Embracing challenger thinking

To deliver this transformation, we need challenger thinking, inspired by industries like banking. Companies like Monzo disrupted traditional models by designing user-centric platforms. Similarly, the NHS must prioritise the needs of patients and clinicians, creating intuitive systems that simplify health management. This means moving beyond legacy infrastructure to design a digital ecosystem that is seamless and efficient.

The plan’s proposal to use AI as a ‘trusted assistant’ for clinicians is a step in this direction. AI could streamline administrative tasks, analyse data and support decision-making, freeing up time for patient care but this requires a cultural shift within the NHS. We need to shift from scepticism to embrace technology, supported by training for staff so they know how to use it effectively.

The scope for transforming healthcare is vast. The implementation of a single patient record could fundamentally alter care delivery, provide substantial cost savings and empower data-driven research for improved public health outcomes. Community-based care aligns with the growing prevalence of chronic conditions, easing pressure on hospitals. Yet, challenges remain.
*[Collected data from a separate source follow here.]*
PR #158, opened 2025-09-11
[python][examples] Add quickstart workflow examples

Sxnan:
### Purpose of change

This PR introduces a comprehensive quickstart workflow for Flink Agents with practical examples demonstrating how to integrate LLM-powered agents with Flink streaming pipelines. The changes include:

1. **Two complete example workflows:**
   - `product_review_analysis.py`: A simple streaming pipeline that analyzes product reviews using an LLM agent to extract review scores and unsatisfied reasons
   - `product_improve_suggestion.py`: A more complex multi-stage pipeline that aggregates review analysis results and generates product improvement suggestions

2. **Agent implementations:**
   - `ReviewAnalysisAgent`: Analyzes individual product reviews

Integrating local systems into a national platform is complex, and public trust must be earned through transparency and robust data security. If digital and community are to take over from hospitals it requires a seamless, joined-up infrastructure and central to this will be achieving a single patient record that follows individuals across settings. Without that foundation, we risk layering innovation on top of fragmentation.

The NHS 10-Year Health Plan offers a transformative roadmap for the health and care service. Success, however, will require challenger thinking to design systems around user needs, not legacy constraints. When it comes to health tech, we need suppliers who truly enable change and help create a more connected, proactive and sustainable health and care system.